For weeks the ponies had now been in their new, forever home, and had settled in nicely.

They explored every paddock and bush part, found their favorite shady places and declared one area as their go-to night quarter. Slowly they formed smaller herds, 6 to 8 animals at a time, and the first bachelor herd appeared too.

But still no news about our pony on the run, LAST.

Then, when we nearly lost hope to ever find him again, the ranger rang up and informed us that he got a call from a farmer who now had a white pony living amongst his sheep! We were told he was not happy and that he gave us one try to get this animal off his paddock before he was going to shoot it.

Two hours later, and we were at his place with the trailer, hoping so much it would be LAST and certain we would take any pony anyway, if it would only walk into the trailer 😟

And there he was, our white beautiful LAST, grazing peacefully amongst the sheep, easy recognizable by the old wound on his leg. The farmer was equipped and had his gun already on hand, showing that he was dead serious. Memory came back of how difficult it was each time to get LAST on a truck and now he was supposed to go on this trailer!

We hastefully grabbed some panels, built a small corridor between the fence gate and the trailer and ……… watched LAST running in there! To the day I am still amazed how he made it so easy for us, but I believe he knew exactly what it all was about.

So here we were, driving back in awe about what happened and understanding that this was the third time this amazing being has escaped the death sentence.

The sun had nearly set when we arrived back at our place, and we drove the trailer to the paddock where all our ponies had gathered, curious to find out who was neighing there from behind the car. We had observed before that the ponies had a clear job sharing: in case a new animal came close to herd, the males would form a line of defence to check out the “intruder”, and the females with their foals would stay far behind this line.

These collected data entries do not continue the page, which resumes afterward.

Issue #8660, opened 2024-07-30
BlobStorage Port and S3 Adapter


timolegros:
## Description
- Create a BlobStorage port that will be used with S3, R2, or other blob storage service adapters.
- Create an S3 adapter and replace all S3 usage with the adapter

PR #8666, opened 2024-07-30
Create blob storage port and adapters

Rotorsoft:
See ticket

## Link to Issue
Closes: #8660

## Description of Changes
- Created BlobStorage port
- Created S3 and in-memory adapters
- Refactored existing code to use new port

## Test Plan
We are creating new S3 buckets for local testing in `/libs/adapters/src/aws/index.ts`
```
const s3Buckets: Record<BlobBucket, string> =
  config.APP_ENV === 'local'
    ? {
        assets: 'local.assets',
        archives: 'local.outbox-event-stream-archive',
        sitemap: 'local.sitemap',
      }
    : {
        assets: 'assets.commonwealth.im',
        archives: 'outbox-event-stream-archive',
        sitemap: 'sitemap.commonwealth.im',
      };
```
so any assets uploaded when testing with APP_ENV=local will be discarded.

- Make sure you can update your profile picture and background ✅ 
- Make sure you can post content with images ✅
- Make sure you can archive outbox tables ✅
  - Build the app
  - Execute `pnpm -F commonwealth archive-outbox`
  - Make sure archives are uploaded to `local.outbox-event-stream-archive`

### sitemap test plan

- the console prints the official URL for the sitemap and you can curl that BUT I think the URL might be mangled if you run it locally. It depends on a DNS name but that's not going to be set.  We either have to fix that bug or just figure out the proper sitemap URL and fetch it manually


timolegros:
To review S3-related scripts we probably need to set up a testing bucket or use localstack.

rbennettcw:
Are those sql dump gz files intended to be committed?

Rotorsoft:
> Are those sql dump gz files intended to be committed?

nope, those got in after testing outbox archival... adding to gitignore 👍

libs/adapters/src/aws/index.ts
```diff
@@ -0,0 +1,82 @@
...
+    : {
+        assets: 'assets.commonwealth.im',
+        archives: 'outbox-event-stream-archive',
+        sitemap: 'sitemap.commonwealth.im',
+      };
+
+function formatS3Url(data: CompleteMultipartUploadCommandOutput) {
+  return config.APP_ENV === 'local'
+    ? `https://s3.amazonaws.com/${data.Bucket}/${data.Key}`
+    : `https://${data.Bucket}/${data.Key}`;
```
rbennettcw, line 27: For the non-local value, is it missing the base url?

rbennettcw: Also, is there a reason we're checking which environment it's running? Ideally most code shouldn't care.

timolegros: > Also, is there a reason we're checking which environment it's running? Ideally most code shouldn't care.

We created segregated buckets for local dev, Heroku staging, and production environments so that we're not putting everything into a single bucket and we can periodically clear local/staging buckets instead of indefinitely paying for that storage.

rbennettcw: Having segregated buckets is fine– my concern was about the code checking if it's running locally or not. That's generally an antipattern because it leads to potentially different behavior on local vs prod.

For example, in this case, the local url and prod url make different assumptions about the value of `data.Bucket`. Locally, it's the bucket name, but on prod, it'll be the base URL + bucket name? That looks wrong.

It would make more sense for there to be a single string: `https://${baseUrl}/${data.Bucket}/${data.Key}`– not sure where baseUrl would come from, but that pattern makes more sense because it's environment agnostic.

timolegros: Product bucket names are behind a CDN i.e. assets.commonwealth.im whereas local dev buckets are not.

rbennettcw: Understood, that's why I mentioned having a `baseUrl` variable. But that doesn't address my concern about `data.Bucket`.

Rotorsoft: @rbennettcw we have CDN mappings using those data.Bucket names, the bucket is the base url.

We can move bucket names to config, but that's probably another PR... this has been always hardcoded

rbennettcw (approved):
Tested, profile/thread image uploads work.

The convention of *sometimes* baking the base URL into the bucket name is still odd to me and I think there should always be an explicit base URL when formatting s3 URLs.

Rotorsoft:
> Tested, profile/thread image uploads work.
> 
> The convention of _sometimes_ baking the base URL into the bucket name is still odd to me and I think there should always be an explicit base URL when formatting s3 URLs.

You can bring this topic to our weekly debates... we might find a better alternative.

libs/adapters/src/aws/index.ts
timolegros: @Rotorsoft I think `https://${data.Bucket}/${data.Key}` will break in production for the `outbox-event-stream-archive` bucket since that bucket is _not_ behind a CDN so it's not resolveable by itself.

packages/commonwealth/scripts/resizeImages.ts
```diff
@@ -3,20 +3,19 @@
 // this script will resize the images in the Chains.icon_url that are larger than 1000x1000.
```
timolegros, line 3: I don't think we need this script anymore. @kurtisassad can you confirm?

packages/commonwealth/client/vite.config.ts
```diff
@@ -120,7 +120,7 @@ export default defineConfig(({ mode }) => {
       extensions: ['.ts', '.tsx', '.js', '.jsx'],
     },
     // Vite built env var are disabled in all remote apps (only enabled in local/CI environments)
-    define: !['local', 'CI'].includes(env.APP_ENV!.trim())
+    define: !['local', 'CI'].includes((env.APP_ENV ?? '')!.trim())
```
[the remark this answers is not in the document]
Rotorsoft: Yes. My VS Code Vite extension is constantly failing b/c of the undefined.trim() function not found. The extension is starting from a different root that doesn't find the .env file ... I don't think this hurts anything.

packages/commonwealth/scripts/resizeImages.ts
Rotorsoft: I kept it just in case, but we can archive this for sure.

packages/commonwealth/server/routes/generateImage.ts
```diff
@@ -57,30 +54,20 @@ const generateImage = async (
...
+    const buffer = await resp.buffer();
+    const { url } = await blobStorage().upload({
+      key: `${uuidv4()}.png`,
+      bucket: 'assets',
+      content: buffer,
+      contentType: 'image/png',
+    });
+    return success(res, { imageUrl: url });
   } catch (e) {
     console.log(e);
```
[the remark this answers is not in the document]
Rotorsoft: those are actually Server Errors, we should append the Error for more details in the logs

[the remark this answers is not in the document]
timolegros: This should probably return a server error then - It's not an app error if the S3 upload fails from our server.

packages/commonwealth/scripts/resizeImages.ts
kurtisassad: Yep we can remove this one

kurtisassad (approved):

libs/adapters/src/aws/index.ts
Rotorsoft: Adding archive bucket mapping rule here [6d00c96](https://github.com/hicommonwealth/commonwealth/pull/8666/commits/6d00c9626f77c0e105c5f055126f76e44383a46a)

timolegros (approved):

So that was what happened this time again, only now the leading gelding (we named him ARNIE because he was one pack of muscles) walked out of the line and came right up to the open trailer.

LAST, still a bit hesitant about the new situation, slowly walked down the ramp, and then we were allowed to witness an amazing thing : both boys stood opposite each other, threw their head in the air and started to canter in a circle behind each other like in a beautiful dance!

Humans and ponies stood there watching this amazing conversation, until finally Last decided it was time to run over the paddock, only to be followed by the complete herd! And guess what: from this day on this wounded, isolated living gelding took over the leadership of all our ponies for years to come!

But the ponies’ story doesn’t end just there. There was one thing that had escaped our attention: right in the beginning, when we asked the vet to castrate all of the seven isolated stallions, nobody had noticed that there actually……. were 🐎🐎🐎🐎🐎🐎🐎….+🐎!